Video data management demands a strategic and secure approach

Video footage is a valuable target for criminals, writes George Moawad, Genetec’s Country Manager, Australia & New Zealand. A robust video data management lifecycle minimises the risk of footage falling into the wrong hands.

Threat actors are constantly on the lookout for their next valuable target. The rise of AI and machine learning has made video footage an increasingly valuable target as it can be used for creating deep fakes with images and voices that help them execute fraud and other malicious acts. Protecting video data is critical for blocking those attacks and as part of a responsible video data management lifecycle program.

New Zealand’s Privacy Act dictates that data must only be collected for a specified purpose with the consent of parties whose data is collected. It must be held securely and securely disposed of when it is no longer needed. Video data is simple to collect. Once a camera is deployed, the only significant limitation to data collection is storage. A robust video data management lifecycle ensures data is ethically collected, stored safely, used correctly and permanently destroyed. But it also helps to manage operation and capital costs my minimising storage costs as the only data that is retained is what is specifically needed. This reduces organisational risk and means that if a threat actor does overcome the defences, they will have access to a limited amount of data.

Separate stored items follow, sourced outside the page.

PR #25944, opened 2023-09-17
fix translation

sonikf:


htdocs/langs/en_US/donations.lang
```diff
@@ -32,4 +32,4 @@ DONATION_ART238=Show article 238 from CGI if you are concerned
 DONATION_ART978=Show article 978 from CGI if you are concerned
 DonationPayment=Donation payment
 DonationValidated=Donation %s validated
-DonationUseThirdparties=Use an existing third party as coordinates of donors
+DonationUseThirdparties=Use an existing third party as coordinators of donors
```
eldy, line 35: I think good text should be
"Use the address of an existing thirdparty as the address of the donor"

sonikf: Yes much better, fixed

PR #25946, opened 2023-09-17
adding stock menu point to services menu

JonBendtsen:
# NEW [*Adding stock menu point to services menu*]
[*Now easier than ever to list stocks for services since the stocks menu point from the Products menu has been copied to services menu and modified to list services.*]


JonBendtsen:
I tried with `&& $conf->global->STOCK_SUPPORTS_SERVICES` such that the stock menu point would only list if `STOCK_SUPPORTS_SERVICES` was enabled in the stock module. But it showed up regardless, so I ended up commenting that piece of code with the hope that someone who knows PHP and Dolibarr a little better quickly can modify my pull request and get it to respect the `STOCK_SUPPORTS_SERVICES` slider.

If you do that, then I can even help testing it.

JonBendtsen:
adding_stocks_2_services_menu
This is where the pull request adds a menu point

htdocs/core/menus/standard/eldy.lib.php
```diff
@@ -2064,6 +2064,9 @@ function get_left_menu_products($mainmenu, &$newmenu, $usemenuhider = 1, $leftme
 			$newmenu->add("/product/index.php?leftmenu=service&amp;type=1", $langs->trans("Services"), 0, $user->hasRight('service',  'read'), '', $mainmenu, 'service', 0, '', '', '', img_picto('', 'service', 'class="pictofixedwidth"'));
 			$newmenu->add("/product/card.php?leftmenu=service&amp;action=create&amp;type=1", $langs->trans("NewService"), 1, $user->hasRight('service',  'creer'));
 			$newmenu->add("/product/list.php?leftmenu=service&amp;type=1", $langs->trans("List"), 1, $user->hasRight('service',  'read'));
+			if (isModEnabled('Stock') && $conf->global->STOCK_SUPPORTS_SERVICES) {
```
eldy, line 2067: Can you replace $conf->global->STOCK... with
getDolGlobalString('STOCK...')

JonBendtsen: @eldy  I think I made the change you requested.

FYI: I also did a grep for '$conf->global->STOCK_SUPPORTS_SERVICES' and it is mostly (37 files)
`    empty($conf->global->STOCK_SUPPORTS_SERVICES)
`
but also one like mine:
./htdocs/admin/stock.php:
`
print $form->selectarray("STOCK_SUPPORTS_SERVICES", $arrval, $conf->global->STOCK_SUPPORTS_SERVICES);
`
showed up in a total of 38 other files - maybe all those they should be fixed too?

eldy: Yes, we should have other ref fixed.

PR #25947, opened 2023-09-17
adding variants menu entry to services menu

JonBendtsen:
# NEW [*adding variants menu entry to services menu*]
[*Now variants are also easily accessible for services, previously the menu entry was only listed under products*]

Building a robust video data management strategy requires a systematic view of data at every stage of its life. That starts at collection and ends with destruction.

1. Video collection

Only collect video data that which is required. The Privacy Act makes it clear that collecting data ‘just in case’ is not a reasonable justification for recording someone. If cameras are in place, people should be notified that they may be recorded and the purpose of those recordings.

2. Secure storage

Data must be handled securely. It should be encrypted when stored and when in transit across networks. That ensures that if a malicious party access to internal systems that the footage is of no value to them.

3. Controlled access

Video footage should only be accessed by authorised parties. Strong access control ensures that footage can only be viewed by people with specific permission. It also protects video from being accessed by rogue employees.

4. Retention periods

There may be regulatory obligations to retain some data such as when video captures a specific incident such as a criminal act, a workplace accident, or some other matter of importance. But a lot of other data is only of value for a transitory period. Review the footage on file and make decisions about what data needs to be kept and for how long.

5. Secure destruction

Data that is not needed should be securely deleted. This includes archival and backup systems as well as from operational environments. Secure deletion goes further than hitting the delete key. There are specific methods for deleting data so that it is unretrievable. The ease with which video data can be collected means a robust video management system that ensures secure storage and access, support for data retention policies and enables secure deletion is essential. Without a video data lifecycle management approach, organisations can find themselves fighting rising storage costs while holding a valuable asset that criminals will target.